If letting AI train on other people's works is unjust enrichment then what the record lables did to creatives through the entire 20th century taking ownership of their work through coercive contracting is extra-unjust enrichment.
Not saying it isn't, but it's not new, and bothersome that we're only complaining a lot now.
Ok, dumb question time. I'm assuming no one has any significant issues, legal or otherwise, with a person studying all Van Gogh paintings, learning how to reproduce them, and using that knowledge to create new, derivative works and even selling them.
But when this is done with software, it seems wrong. I can't quite articulate why though. Is it because it takes much less effort? Anyone can press a button and do something that would presumably take the person from the example above years or decades to do? What if the person was somehow super talented and could do it in a week or a day?
No, AI does not create new derivative transformative works. Copyright law is very clear that the thing that is copyrightable is that modicum of creativity, reduced to a tangible medium of expression, that society must encourage and protect.
Derivative works need even more creativity to be protectable than original works because it has to be so newly creative as to be a different work, transformative, even though the original may still be very recognizable.
An AI system does not have creativity. At best, it could mimic someone who is creative, but it could never have creativity on its own. It is generative, not creative.
It's like that monkey that took a nice picture, but the picture was not copyrightable because the person seeking to enforce the copyright didn't create the work. It's creativity that the Constitution seeks to encourage by the copyright clause.
I'm still waiting for somebody to give me a symmetry breaker between AI training on existing media and humans creating media from what they've seen, such that one is theft and the other is not.

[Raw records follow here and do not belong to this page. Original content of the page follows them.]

PR #4525, opened 2026-08-20
chore(test): mark stack overflow icon e2e coverage as not automated

LKuchno:
## Description

This PR documents that the `test-stack-overflow-icon-android` scenario cannot be automated with Detox. The scenario's checkpoints verify the overflow button's rendered icon and tint colors, which Detox cannot assert: `getAttributes()` exposes no color/drawable data and the e2e suite does no screenshot comparison. Additionally, the pressed and focused tints would require mid-press observation and hardware-keyboard focus, neither of which Detox can drive. The scenario is marked as manual-only.

The test screen is also migrated from the `Component:` route config to the `element:` form, following #4495.

## Changes

- **scenario.md**: Replace the "TBD" e2e section with "Incomplete: Not automated." plus an explanation of the Detox limitations
- **scenario-description.ts**: Set `e2eCoverage` from `'tbd'` to `'incomplete'`
- **index.tsx**: Migrate `StackContainer` route config from `Component: MainScreen` to `element: <MainScreen />`

PR #4556, opened 2026-08-26
feat(Android, Stack v5): support for host-level color scheme configuration

kligarski:
## Description

Adds support for configuring host-level color scheme of the Stack. Color scheme propagation works with Tabs as well.

Closes https://github.com/software-mansion/react-native-screens-labs/issues/1748.

#### Source of color scheme configuration

In Tabs, the tab bar is a part of the container on both platforms. That's why color scheme configuration is exposed only on the Host component. 

For Stack, it's different between the platforms. On iOS, `UINavigationBar` (and `UIToolbar`) are also part of the `UINavigationController` but on Android each screen has its own independent `AppBarLayout`. There are no views which are a part of the container that would require adaptation to color scheme.

We decided for now to expose the same configuration (host-level) for Android implementation, same as Tabs for API consistency. All screens inside the `StackContainer` will use the theme resolved by the container. In the future, we plan to expose per-screen/per-header-config configuration as well (https://github.com/software-mansion/react-native-screens-labs/issues/1749). 

Something that might be worth considering is whether iOS implementation of Tabs and Stack might also use screen-level configuration - it shouldn't impact shared views like navigation bar or tab bar but on iOS this might influence e.g. keyboard appearance.

#### `StackScreenFragment` <-> `StackContainer` communication

When appearance is modified by `react-native`'s `Appearance` module, only fragments are informed about configuration change; views don't receive it (more details: https://github.com/software-mansion/react-native-screens/pull/3167). That's why `StackScreenFragment`s need to inform `StackContainer` about a change (so that we're able to resolve correct system theme).

In Tabs, this information goes from `TabsScreenFragment` (native impl) to `TabsContainer` (native impl) via `TabsScreen` (React view). This isn't ideal because we're relying on React view to pass information that can belong fully on the native side.

image

For Stack, we decided to keep it native-only by introducing `StackScreenFragmentDelegate` interface that will allow fragments to inform the delegate (`StackContainer`) about configuration change directly. Tabs implementation should be refactored in a similar way in the future.

#### `colorSchemeCoordinator` in `StackHeaderCoordinatorLayout`

Even though we currently don't expose per-screen/per-header-config configuration of the color scheme, I decided to re-use  `colorSchemeCoordinator` in `StackHeaderCoordinatorLayout`. By using it, we get color scheme propagation "for free" by making `StackHeaderCoordinatorLayout` `ColorSchemeProviding`. We modify the `wrappedContext`'s theme according to the coordinator. It will also make exposing screen-level config easier in the future. One minor detail: we don't need to receive `onConfigurationChange` calls from views not fragments because container-level coordinator will receive them and propagate the change to screens. System's color scheme is always resolved by top coordinator in the hierarchy so stale `systemUiNightMode` is not a problem.

#### Updating the color scheme of the header

Unfortunately, to fully adapt to new color scheme, we need to recreate the `MaterialToolbar` (which we can do by rebuilding the entire header). Otherwise, toolbar items and back button icon/overflow icon in the toolbar don't update their font and ripple color + the overflow menu remains in previous color scheme. This happens due to how `MaterialToolbar`'s internals copy the theme and don't fully react to theme change in the `wrappedContext`.

This however causes 2 problems:

1. Rebuilding the header expands the collapsing header. We already track if the header is fully collapsed (see https://github.com/software-mansion/react-native-screens/pull/4436) so we can use it to restore collapsed state. Currently, I added this only to the theme change. I think we can consider applying this fix on every rebuild but this requires some investigation - when scroll flags are changed, we want to reset the state and currently we do so by expanding the header unconditionally. Here's the internal ticket to track this: https://github.com/software-mansion/react-native-screens-labs/issues/1192.

2. Rebuilding the header clears the toolbar state which includes user's radio/checkbox selection and any updates applied via view commands. This is unacceptable but there doesn't seem to be a simple way to prevent this - we can't re-apply the menu from previous toolbar. This will require additional serialization/deserialization process - here's the internal ticket to track this: https://github.com/software-mansion/react-native-screens-labs/issues/1755.

#### Native-originating header update

In order to force header rebuild, for now I added `forcedFlags` which allow to bypass invalidation flags that live on the provider. But this isn't a clean solution - if in the future prop update causes a native color scheme update, we will apply the update twice - from color scheme coordinator's callback and then after React transaction - this is unnecessary. Also, while testing I found this related bug: https://github.com/software-mansion/react-native-screens-labs/issues/1756 - when Stack is nested in Tabs, if we change the tab and go back, header is not reconstructed. This happens because tab fragment is detached which results in view hierarchy being destroyed. When the view is recreated, invalidation flags on the provider remain empty which skips the entire header update. This should be handled in follow up PR. See the ticket for more details - I am considering refactoring the invalidation flags by moving them to the native implementation. I'm open for feedback here.

## Changes

- handle `colorScheme` prop on `StackHost`/`StackContainer` by adding `colorSchemeCoordinator` and implementing `ColorSchemeProviding`
- add `StackScreenFragmentDelegate` to inform `StackContainer` about configuration change in one of the fragments
- resolve text appearance from `wrappedContext` to handle correct color scheme
- resolve default icons from toolbar's context to work around cache bug
- add SFT

https://github.com/user-attachments/assets/0896a236-75ef-4035-9a86-19549929c7b6

## Test plan

Run `test-stack-color-scheme` SFT.

## Checklist

- [x] Ensured that CI passes

---

### DIFF
--- a/android/src/main/java/com/swmansion/rnscreens/stack/header/StackHeaderCoordinatorLayout.kt
+++ b/android/src/main/java/com/swmansion/rnscreens/stack/header/StackHeaderCoordinatorLayout.kt
@@ -338,7 +338,11 @@ internal class StackHeaderCoordinatorLayout(
                 else -> R.style.Theme_Material3Expressive_DayNight_NoActionBar
             },
         )
-        if (uiNightMode == appliedUiNightMode) return
+
+        if (uiNightMode == appliedUiNightMode) {
+            return
+        }
+
         appliedUiNightMode = uiNightMode
         currentProvider?.let {
             // A rebuild is forced because MaterialToolbar snapshots its theme at construction:
--- a/android/src/main/java/com/swmansion/rnscreens/stack/header/StackHeaderCoordinatorLayout.kt
+++ b/android/src/main/java/com/swmansion/rnscreens/stack/header/StackHeaderCoordinatorLayout.kt
@@ -317,6 +317,9 @@ internal class StackHeaderCoordinatorLayout(
 
     override fun removeColorSchemeListener(listener: ColorSchemeListener) = colorSchemeCoordinator.removeColorSchemeListener(listener)
 
+    // No onConfigurationChanged override is needed: this view never sets its own colorScheme,
+    // so resolution always delegates to the parent provider, which does handle system changes.
+
     override fun onAttachedToWindow() {
         super.onAttachedToWindow()
         colorSchemeCoordinator.setup(this) { applyUiNightMode(it) }
@@ -455,6 +458,8 @@ internal class StackHeaderCoordinatorLayout(
     // region Teardown
 
     internal fun tearDown() {
+        colorSchemeCoordinator.teardown()
+
         removeHeader()
 
         stackScreenWrapper.removeView(stackScreen)
--- a/android/src/main/java/com/swmansion/rnscreens/stack/header/StackHeaderCoordinatorLayout.kt
+++ b/android/src/main/java/com/swmansion/rnscreens/stack/header/StackHeaderCoordinatorLayout.kt
@@ -2,6 +2,7 @@ package com.swmansion.rnscreens.stack.header
 
 import android.annotation.SuppressLint
 import android.content.Context
+import android.content.res.Configuration
 import android.os.Parcelable
 import android.util.Log
 import android.util.SparseArray
@@ -14,6 +15,9 @@ import com.facebook.react.bridge.ReactContext
 import com.google.android.material.R
 import com.google.android.material.appbar.AppBarLayout
 import com.google.android.material.appbar.MaterialToolbar
+import com.swmansion.rnscreens.common.colorscheme.ColorSchemeCoordinator
+import com.swmansion.rnscreens.common.colorscheme.ColorSchemeListener
+import com.swmansion.rnscreens.common.colorscheme.ColorSchemeProviding
 import com.swmansion.rnscreens.stack.header.appbar.StackHeaderAppBarLayout
 import com.swmansion.rnscreens.stack.header.appbar.StackHeaderScrollingViewBehavior
 import com.swmansion.rnscreens.stack.header.config.OnHeaderConfigurationAttachListener
@@ -36,7 +40,8 @@ internal class StackHeaderCoordinatorLayout(
     context: Context,
     internal val stackScreen: StackScreen,
     private val canNavigateBack: Boolean,
-) : CoordinatorLayout(context) {
+) : CoordinatorLayout(context),
+    ColorSchemeProviding {
     // region Config attach / detach
 
     private var currentProvider: StackHeaderConfigurationProviding? = null
@@ -173,8 +178,12 @@ internal class StackHeaderCoordinatorLayout(
         activity?.onBackPressedDispatcher?.onBackPressed()
     }
 
-    private fun processUpdate(provider: StackHeaderConfigurationProviding) {
-        val needsRebuild = provider.invalidationFlags.needsRebuild
+    private fun processUpdate(
+        provider: StackHeaderConfigurationProviding,
+        forcedFlags: StackHeaderInvalidationFlags = StackHeaderInvalidationFlags.NONE,
+    ) {
+        val effectiveFlags = provider.invalidationFlags or forcedFlags
+        val needsRebuild = effectiveFlags.needsRebuild
         if (needsRebuild) {
             resetHeader()
             if (provider.hidden) {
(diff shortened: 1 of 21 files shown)


apps/src/tests/single-feature-tests/stack-v5/test-stack-color-scheme/index.tsx
```diff
@@ -0,0 +1,341 @@
...
+
+  const [headerType, setHeaderType] = useState<StackHeaderTypeAndroid>('small');
+  const [lastSelection, setLastSelection] = useState<string | null>(null);
+
+  const headerConfigRef = useRef<StackHeaderConfigRef>(null);
+  const iconSeedRef = useRef(0);
+
+  const handleGroupChange = useCallback(
+    (groupId: string, selectedIds: string[]) => {
+      setLastSelection(`${groupId}: ${JSON.stringify(selectedIds)}`);
```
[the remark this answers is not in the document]
kligarski: https://github.com/software-mansion/react-native-screens/pull/4556/commits/3d58afa6835e056f66e88295874672e55aa87854

apps/src/tests/single-feature-tests/stack-v5/test-stack-color-scheme/index.tsx
```diff
@@ -0,0 +1,341 @@
...
+
+function TestStackColorScheme() {
+  const [hostColorScheme, setHostColorScheme] =
+    useState<StackHostColorScheme>('inherit');
+  const [reactColorScheme, setReactColorScheme] =
+    useState<Appearance.ColorSchemeOverride>('auto');
+
+  useEffect(() => {
+    Appearance.setColorScheme(reactColorScheme);
+  }, [reactColorScheme]);
```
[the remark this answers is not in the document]
kligarski: https://github.com/software-mansion/react-native-screens/pull/4556/commits/696382a8032c9563fa116e2a2998dc709be3c1ab

android/src/main/java/com/swmansion/rnscreens/stack/header/StackHeaderCoordinatorLayout.kt
```diff
@@ -292,6 +301,61 @@ internal class StackHeaderCoordinatorLayout(
...
+
+    private fun applyUiNightMode(uiNightMode: Int) {
+        wrappedContext.setTheme(
+            when (uiNightMode) {
+                Configuration.UI_MODE_NIGHT_YES -> R.style.Theme_Material3Expressive_Dark_NoActionBar
+                Configuration.UI_MODE_NIGHT_NO -> R.style.Theme_Material3Expressive_Light_NoActionBar
+                else -> R.style.Theme_Material3Expressive_DayNight_NoActionBar
+            },
+        )
+        if (uiNightMode == appliedUiNightMode) return
```
kmichalikk: nit: let's keep parentheses - it's more readable IMO

android/src/main/java/com/swmansion/rnscreens/stack/header/StackHeaderCoordinatorLayout.kt
```diff
@@ -173,8 +178,12 @@ internal class StackHeaderCoordinatorLayout(
         activity?.onBackPressedDispatcher?.onBackPressed()
     }
 
-    private fun processUpdate(provider: StackHeaderConfigurationProviding) {
-        val needsRebuild = provider.invalidationFlags.needsRebuild
+    private fun processUpdate(
+        provider: StackHeaderConfigurationProviding,
+        forcedFlags: StackHeaderInvalidationFlags = StackHeaderInvalidationFlags.NONE,
+    ) {
+        val effectiveFlags = provider.invalidationFlags or forcedFlags
```
kmichalikk, line 185: I'm not sure about naming it "forced" when it's only the fallback if `invalidationFlags` is falsy

android/src/main/java/com/swmansion/rnscreens/stack/screen/StackScreenFragmentDelegate.kt
```diff
@@ -0,0 +1,12 @@
+package com.swmansion.rnscreens.stack.screen
+
+import android.content.res.Configuration
+
+internal interface StackScreenFragmentDelegate {
```
kmichalikk, line 5: Let's have a more descriptive name for the interface, could even be StackScreenFragmentConfigurationUpdateDelegate

also nit, why Delegate and not Listener? I think that delegate is more tied to the calling object, as if the caller calls the delegate in its own interest, whereas Listener doesn't have these assumptions

apps/src/tests/single-feature-tests/stack-v5/test-stack-color-scheme/scenario.md
```diff
@@ -0,0 +1,181 @@
...
+
+**OS test creation version:** Android: API Level 37.
+
+<!-- TODO: add iOS versions-->
+
+## E2E test
+
+Incomplete: Not automated. Detox does not have access to color attributes
+natively, making it impossible to reliably verify if the native header color
+has changed in response to a style update.
```
kmichalikk, line 20: are you sure? I remember hearing something about measuring colors, but I don't remember if it was in context of detox or ai agent; there is supposedly a takeScreenshot tool in detox (?)

kmichalikk (approved):
Some nitpicks, otherwise LGTM

I noticed that on pixel fold the when changing color scheme, there are dark flashes for a split second, and on another device there are light flashes (pretty visible when the header is dark vs light). You may want to look at that. Could it just be different default background?

I also observed weird glitches, header leaving dark empty bar instead of hiding, not working back button, but they all went away upon reload and didn't come back.

apps/src/tests/single-feature-tests/stack-v5/test-stack-color-scheme/scenario.md
kligarski: Same comment in other tests, e.g. https://github.com/software-mansion/react-native-screens/pull/4525/changes#diff-0c6a9b4797a75f8fcc3e20a6f1c3df1877b0cf2bdeb73ff56cc7b09acde79dabR15-R19

android/src/main/java/com/swmansion/rnscreens/stack/header/StackHeaderCoordinatorLayout.kt
kligarski: This is an `or` operation on two integers backing the flags. Even if invalidation flag on the provider is not invalidated, we force the update of `forcedFlags`, hence the name.

android/src/main/java/com/swmansion/rnscreens/stack/screen/StackScreenFragmentDelegate.kt
kligarski: 1. The interface is meant to establish communication between `StackScreenFragment`s and `StackContainer`. Currently, it's only handling configuration callback but it can be used in the future for any other necessary callbacks - that's why I called this a generic delegate, not a specific use case one. Similar pattern is used in e.g. `StackHeaderDelegate`, `StackContainerDelegate`.
2. In UIKit which uses a delegate pattern a lot, I've always seen 2 types of callbacks - ones asking for a decision/object (`should...`, `animationControllerForOperation:...`) and other ones with just some kind of notification (`navigationController:didShowViewController:animated:`, `tabBarController:didSelectViewController:`, `tabBarController:displayOrderDidChangeForGroup:`, ...). Delegate introduced in the PR seems to me to fall into the latter category. If we still want to change it, I'd do this in a separate PR with other Stack delegates. Let me know what you think.

android/src/main/java/com/swmansion/rnscreens/stack/header/StackHeaderCoordinatorLayout.kt
kligarski: https://github.com/software-mansion/react-native-screens/pull/4556/commits/e71eefa00032a44041c9360393f0ff7fa3dc437b

kligarski:
> I noticed that on pixel fold the when changing color scheme, there are dark flashes for a split second, and on another device there are light flashes

When header is rebuilt, it flashes before it is laid out correctly. I created a ticket to research if we can prevent this: https://github.com/software-mansion/react-native-screens-labs/issues/1770.

Regarding the Fold bug, the screen which shows up during a transition is a completely different screen (with different configuration than current). This seems to me like an emulator glitch. Might be worth to check a real device in the future though.

https://github.com/user-attachments/assets/ba4e1ecc-e475-41a9-93b5-b0456e04b546

> I also observed weird glitches, header leaving dark empty bar instead of hiding,
> not working back button,

I've seen the second one sometimes but I couldn't reproduce it - let's maybe wait for the back button navigation refactor to land and if we see it once again, we'll try to investigate further.

While testing now, the first one also happened to me. I managed to find a repro for it. I created a ticket to track this: https://github.com/software-mansion/react-native-screens-labs/issues/1771.

EDIT: I found a potential fix. Will create a PR soon.

android/src/main/java/com/swmansion/rnscreens/stack/screen/StackScreenFragmentDelegate.kt
kmichalikk: I'm still not sure but I'm not going to keep arguing. This is fine.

I used to be a very popular and successful collage artist (I'm now an illustrator, I like painting more), and my work has been copied by AI. However, I don't really care. In fact, I was musing once the idea of licensing everything under the CC-BY license. I don't mind if AI copies my stuff, because if eventually this democratizes art (as it has already), all the better. Yes, these AI belong to corporations, but if they're easy to access, or free to use, all the better. I want people to extend what I did, and remix it. I don't want to be remembered as me, as a singular artist, that somehow I emerged from the void. Because I didn't. EVERY artist is built on top of their predecessors, and all art is a remix. That's the truth that other artists don't wanna hear because it's all about their ego.